→ **Task prompt**
An exact copy of all the data below is required.

*** Block opens ***

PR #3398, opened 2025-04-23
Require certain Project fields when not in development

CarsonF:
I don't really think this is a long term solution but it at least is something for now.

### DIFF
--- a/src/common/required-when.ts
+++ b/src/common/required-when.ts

*** Block closes ***

→ **Reply to the task**
PR #3398, opened 2025-04-23
Require certain Project fields when not in development

CarsonF:
I don't really think this is a long term solution but it at least is something for now.

### DIFF
--- a/src/common/required-when.ts
+++ b/src/common/required-when.ts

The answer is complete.